▶ [Activity]:
Repeat the listing below in full, exactly as it stands.

*** Opening of Records to use ***

PR #1590, opened 2025-11-04
Add k6 version repository for dynamic binary selection

nadiamoe:
This PR introduces the version Repository, which scans a specific folder for k6 binaries and allows mapping semver constraints to them.

Related to https://github.com/grafana/synthetic-monitoring/issues/413, https://github.com/grafana/synthetic-monitoring/issues/416

### DIFF
--- a/internal/k6runner/version/repository.go
+++ b/internal/k6runner/version/repository.go
@@ -35,6 +35,40 @@ type Repository struct {
 	entries []Entry
 }
 
+// NewRepository creates a new Repository object.
+func NewRepository(root, override string) (*Repository, error) {
+	if root == "" && override == "" {
+		return nil, fmt.Errorf("either root or override should be provided")
+	}
+
+	if root != "" {
+		rootStat, err := os.Stat(root)
+		if err != nil {
+			return nil, fmt.Errorf("could not stat repository root: %w", err)
+		}
+
+		if !rootStat.IsDir() {
+			return nil, fmt.Errorf("repository root is not a directory")
+		}
+	}
+
+	if override != "" {
+		overrideStat, err := os.Stat(override)
+		if err != nil {
+			return nil, fmt.Errorf("could not stat repository override: %w", err)
+		}
+
+		if overrideStat.IsDir() || overrideStat.Mode()&0o100 == 0 {
+			return nil, fmt.Errorf("repository override should be a single executable file")
+		}
+	}
+
+	return &Repository{
+		Root:     root,
+		Override: override,
+	}, nil
+}
+
 const binaryMustContain = "k6"
 
 // Entry stores the path to a k6 binary, and the parsed semantic version that binary returns.
--- a/internal/k6runner/version/repository_test.go
+++ b/internal/k6runner/version/repository_test.go
@@ -11,9 +11,9 @@ import (
 func TestOverride(t *testing.T) {
 	t.Parallel()
 
-	repo := version.Repository{
-		Root:     "./testdata/",
-		Override: "./testdata/override/sm-k6-custom",
+	repo, err := version.NewRepository("./testdata/", "./testdata/override/sm-k6-custom")
+	if err != nil {
+		t.Fatalf("could not create repository: %v", err)
 	}
 
 	versions, err := repo.Entries()
@@ -33,8 +33,9 @@ func TestOverride(t *testing.T) {
 func TestVersions(t *testing.T) {
 	t.Parallel()
 
-	repo := version.Repository{
-		Root: "./testdata/",
+	repo, err := version.NewRepository("./testdata/", "")
+	if err != nil {
+		t.Fatalf("could not create repository: %v", err)
 	}
 
 	versions, err := repo.Entries()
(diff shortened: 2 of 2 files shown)


internal/k6runner/version/repository.go
```diff
@@ -0,0 +1,239 @@
...
+
+	r.mtx.Lock()
+	defer r.mtx.Unlock()
+
+	if len(r.entries) == 0 {
+		return nil, nil
+	}
+
+	entries := make([]Entry, len(r.entries))
+	copy(entries, r.entries)
```
ka3de, line 140: Notice that, since `Entry.Version` is `*semver.Version` this will do just a shallow copy and therefore the caller has access to the underlying version definition. That might be OK if we don't expect callers mutating the data, just consuming it.

internal/k6runner/version/repository.go
```diff
@@ -0,0 +1,239 @@
...
+	Version   string `json:"version"`
+}
+
+// ErrUnsatisfiable is returned when no binary matching a constraint is found.
+var ErrUnsatisfiable = errors.New("no compatible k6 version found")
+
+// BinaryFor walks the repository and returns the path to the binary with the highest version that matches
+// constraintStr. If no binary matching the constraint is found, ErrUnsatisfiable is returned.
+// BinaryFor scans the root folder if needed.
+func (r *Repository) BinaryFor(constraintStr string) (string, error) {
```
ka3de, line 94: To understand better the usage of this method, how do we expect to use this? Currently AFAIK the k6 runner implementation accepts a static "k6 path". I guess that will be changed so the path is resolved as part of the [`Run()`](https://github.com/grafana/synthetic-monitoring-agent/blob/191471cc59055fc665567118ee66dc3481831f0c/internal/k6runner/k6runner.go#L94) method? And therefore _run_ will be extended (possible [`Settings`](https://github.com/grafana/synthetic-monitoring-agent/blob/191471cc59055fc665567118ee66dc3481831f0c/internal/k6runner/k6runner.go#L29) to accept the specified k6 channel?

internal/k6runner/version/repository.go
```diff
@@ -0,0 +1,239 @@
...
+	"strings"
+	"sync"
+	"time"
+
+	"github.com/Masterminds/semver/v3"
+	"github.com/rs/zerolog"
+)
+
+// Repository points to a collection of k6 binaries.
+type Repository struct {
```
ka3de, line 23: Do we need a constructor for this?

*** Close of Records to use ***

▶ [Solution for this exercise]:
PR #1590, opened 2025-11-04
Add k6 version repository for dynamic binary selection

nadiamoe:
This PR introduces the version Repository, which scans a specific folder for k6 binaries and allows mapping semver constraints to them.

Related to https://github.com/grafana/synthetic-monitoring/issues/413, https://github.com/grafana/synthetic-monitoring/issues/416

### DIFF
--- a/internal/k6runner/version/repository.go
+++ b/internal/k6runner/version/repository.go
@@ -35,6 +35,40 @@ type Repository struct {
 	entries []Entry
 }
 
+// NewRepository creates a new Repository object.
+func NewRepository(root, override string) (*Repository, error) {
+	if root == "" && override == "" {
+		return nil, fmt.Errorf("either root or override should be provided")
+	}
+
+	if root != "" {
+		rootStat, err := os.Stat(root)
+		if err != nil {
+			return nil, fmt.Errorf("could not stat repository root: %w", err)
+		}
+
+		if !rootStat.IsDir() {
+			return nil, fmt.Errorf("repository root is not a directory")
+		}
+	}
+
+	if override != "" {
+		overrideStat, err := os.Stat(override)
+		if err != nil {
+			return nil, fmt.Errorf("could not stat repository override: %w", err)
+		}
+
+		if overrideStat.IsDir() || overrideStat.Mode()&0o100 == 0 {
+			return nil, fmt.Errorf("repository override should be a single executable file")
+		}
+	}
+
+	return &Repository{
+		Root:     root,
+		Override: override,
+	}, nil
+}
+
 const binaryMustContain = "k6"
 
 // Entry stores the path to a k6 binary, and the parsed semantic version that binary returns.
--- a/internal/k6runner/version/repository_test.go
+++ b/internal/k6runner/version/repository_test.go
@@ -11,9 +11,9 @@ import (
 func TestOverride(t *testing.T) {
 	t.Parallel()
 
-	repo := version.Repository{
-		Root:     "./testdata/",
-		Override: "./testdata/override/sm-k6-custom",
+	repo, err := version.NewRepository("./testdata/", "./testdata/override/sm-k6-custom")
+	if err != nil {
+		t.Fatalf("could not create repository: %v", err)
 	}
 
 	versions, err := repo.Entries()
@@ -33,8 +33,9 @@ func TestOverride(t *testing.T) {
 func TestVersions(t *testing.T) {
 	t.Parallel()
 
-	repo := version.Repository{
-		Root: "./testdata/",
+	repo, err := version.NewRepository("./testdata/", "")
+	if err != nil {
+		t.Fatalf("could not create repository: %v", err)
 	}
 
 	versions, err := repo.Entries()
(diff shortened: 2 of 2 files shown)


internal/k6runner/version/repository.go
```diff
@@ -0,0 +1,239 @@
...
+
+	r.mtx.Lock()
+	defer r.mtx.Unlock()
+
+	if len(r.entries) == 0 {
+		return nil, nil
+	}
+
+	entries := make([]Entry, len(r.entries))
+	copy(entries, r.entries)
```
ka3de, line 140: Notice that, since `Entry.Version` is `*semver.Version` this will do just a shallow copy and therefore the caller has access to the underlying version definition. That might be OK if we don't expect callers mutating the data, just consuming it.

internal/k6runner/version/repository.go
```diff
@@ -0,0 +1,239 @@
...
+	Version   string `json:"version"`
+}
+
+// ErrUnsatisfiable is returned when no binary matching a constraint is found.
+var ErrUnsatisfiable = errors.New("no compatible k6 version found")
+
+// BinaryFor walks the repository and returns the path to the binary with the highest version that matches
+// constraintStr. If no binary matching the constraint is found, ErrUnsatisfiable is returned.
+// BinaryFor scans the root folder if needed.
+func (r *Repository) BinaryFor(constraintStr string) (string, error) {
```
ka3de, line 94: To understand better the usage of this method, how do we expect to use this? Currently AFAIK the k6 runner implementation accepts a static "k6 path". I guess that will be changed so the path is resolved as part of the [`Run()`](https://github.com/grafana/synthetic-monitoring-agent/blob/191471cc59055fc665567118ee66dc3481831f0c/internal/k6runner/k6runner.go#L94) method? And therefore _run_ will be extended (possible [`Settings`](https://github.com/grafana/synthetic-monitoring-agent/blob/191471cc59055fc665567118ee66dc3481831f0c/internal/k6runner/k6runner.go#L29) to accept the specified k6 channel?

internal/k6runner/version/repository.go
```diff
@@ -0,0 +1,239 @@
...
+	"strings"
+	"sync"
+	"time"
+
+	"github.com/Masterminds/semver/v3"
+	"github.com/rs/zerolog"
+)
+
+// Repository points to a collection of k6 binaries.
+type Repository struct {
```
ka3de, line 23: Do we need a constructor for this?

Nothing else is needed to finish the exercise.